> _Work item_:
If a line in the data below holds the word "number", copy it.

> _Source data_:
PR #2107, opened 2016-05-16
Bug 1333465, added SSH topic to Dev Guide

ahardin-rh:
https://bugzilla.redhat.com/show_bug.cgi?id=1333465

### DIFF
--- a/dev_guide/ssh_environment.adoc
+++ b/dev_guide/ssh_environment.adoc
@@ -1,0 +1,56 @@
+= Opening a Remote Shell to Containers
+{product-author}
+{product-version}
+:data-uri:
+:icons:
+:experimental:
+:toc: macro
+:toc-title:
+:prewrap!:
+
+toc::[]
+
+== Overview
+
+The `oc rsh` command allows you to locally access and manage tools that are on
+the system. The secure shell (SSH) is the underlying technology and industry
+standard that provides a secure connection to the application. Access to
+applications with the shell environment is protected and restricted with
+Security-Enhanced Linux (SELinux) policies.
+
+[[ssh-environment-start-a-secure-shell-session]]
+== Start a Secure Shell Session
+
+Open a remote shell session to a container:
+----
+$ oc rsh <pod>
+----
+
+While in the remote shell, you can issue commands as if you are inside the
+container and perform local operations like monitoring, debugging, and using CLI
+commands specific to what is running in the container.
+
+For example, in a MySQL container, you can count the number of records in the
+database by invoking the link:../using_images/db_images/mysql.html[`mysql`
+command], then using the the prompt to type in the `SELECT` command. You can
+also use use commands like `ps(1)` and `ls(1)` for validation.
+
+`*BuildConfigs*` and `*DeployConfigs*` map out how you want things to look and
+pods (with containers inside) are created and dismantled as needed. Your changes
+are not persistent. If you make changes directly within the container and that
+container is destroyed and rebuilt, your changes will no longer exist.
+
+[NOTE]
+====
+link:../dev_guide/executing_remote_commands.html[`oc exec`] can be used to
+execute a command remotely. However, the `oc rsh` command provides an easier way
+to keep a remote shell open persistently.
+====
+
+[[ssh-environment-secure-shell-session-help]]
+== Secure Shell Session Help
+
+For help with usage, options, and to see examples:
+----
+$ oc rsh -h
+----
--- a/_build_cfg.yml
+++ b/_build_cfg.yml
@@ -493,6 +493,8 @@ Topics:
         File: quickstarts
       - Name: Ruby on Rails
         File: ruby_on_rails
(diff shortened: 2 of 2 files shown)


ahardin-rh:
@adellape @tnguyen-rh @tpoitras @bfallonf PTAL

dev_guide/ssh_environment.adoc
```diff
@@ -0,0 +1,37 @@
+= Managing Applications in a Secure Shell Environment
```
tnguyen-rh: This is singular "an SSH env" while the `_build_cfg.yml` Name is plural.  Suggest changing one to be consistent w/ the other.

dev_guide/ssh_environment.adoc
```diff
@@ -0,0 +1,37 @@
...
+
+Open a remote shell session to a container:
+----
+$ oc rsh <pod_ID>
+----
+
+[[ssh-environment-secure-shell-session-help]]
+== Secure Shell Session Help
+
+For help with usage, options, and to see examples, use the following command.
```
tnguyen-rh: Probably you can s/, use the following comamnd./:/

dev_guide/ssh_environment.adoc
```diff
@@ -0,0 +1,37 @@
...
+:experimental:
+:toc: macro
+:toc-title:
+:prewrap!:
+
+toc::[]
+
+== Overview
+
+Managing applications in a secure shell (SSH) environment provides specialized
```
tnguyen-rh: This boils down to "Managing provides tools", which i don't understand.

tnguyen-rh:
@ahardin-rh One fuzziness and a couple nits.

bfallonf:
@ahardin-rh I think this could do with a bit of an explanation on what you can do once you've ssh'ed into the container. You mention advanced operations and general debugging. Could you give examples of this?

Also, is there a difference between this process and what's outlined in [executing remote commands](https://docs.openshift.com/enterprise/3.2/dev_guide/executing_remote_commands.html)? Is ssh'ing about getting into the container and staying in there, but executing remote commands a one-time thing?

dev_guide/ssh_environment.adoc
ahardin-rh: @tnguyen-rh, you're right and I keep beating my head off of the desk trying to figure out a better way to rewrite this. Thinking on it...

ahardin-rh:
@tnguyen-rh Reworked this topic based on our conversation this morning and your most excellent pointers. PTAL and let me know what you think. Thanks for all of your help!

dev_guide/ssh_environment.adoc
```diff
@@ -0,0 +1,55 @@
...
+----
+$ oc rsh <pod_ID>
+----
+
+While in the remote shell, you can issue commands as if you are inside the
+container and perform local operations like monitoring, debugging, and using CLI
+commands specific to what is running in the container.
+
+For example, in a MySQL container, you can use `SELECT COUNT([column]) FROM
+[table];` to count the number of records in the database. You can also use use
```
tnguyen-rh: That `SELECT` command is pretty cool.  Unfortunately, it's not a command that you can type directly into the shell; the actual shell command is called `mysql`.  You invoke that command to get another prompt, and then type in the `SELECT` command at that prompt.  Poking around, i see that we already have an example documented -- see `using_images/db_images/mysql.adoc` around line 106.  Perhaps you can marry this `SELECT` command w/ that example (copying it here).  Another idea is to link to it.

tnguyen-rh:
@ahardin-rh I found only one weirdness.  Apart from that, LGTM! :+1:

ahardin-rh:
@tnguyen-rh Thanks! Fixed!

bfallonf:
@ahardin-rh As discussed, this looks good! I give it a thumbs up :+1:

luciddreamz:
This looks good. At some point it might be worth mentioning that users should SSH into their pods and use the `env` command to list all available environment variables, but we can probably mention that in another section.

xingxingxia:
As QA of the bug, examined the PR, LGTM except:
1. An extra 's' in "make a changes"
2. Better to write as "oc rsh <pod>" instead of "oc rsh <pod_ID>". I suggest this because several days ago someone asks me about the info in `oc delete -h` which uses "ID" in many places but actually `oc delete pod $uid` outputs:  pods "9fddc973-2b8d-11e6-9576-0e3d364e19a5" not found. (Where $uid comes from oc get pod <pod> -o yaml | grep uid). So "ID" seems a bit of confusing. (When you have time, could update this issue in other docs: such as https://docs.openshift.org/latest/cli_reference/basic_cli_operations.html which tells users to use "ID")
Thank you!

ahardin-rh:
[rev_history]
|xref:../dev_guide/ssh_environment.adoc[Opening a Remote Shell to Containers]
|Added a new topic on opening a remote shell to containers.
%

> _Reply_:
+For example, in a MySQL container, you can count the number of records in the
+[table];` to count the number of records in the database. You can also use use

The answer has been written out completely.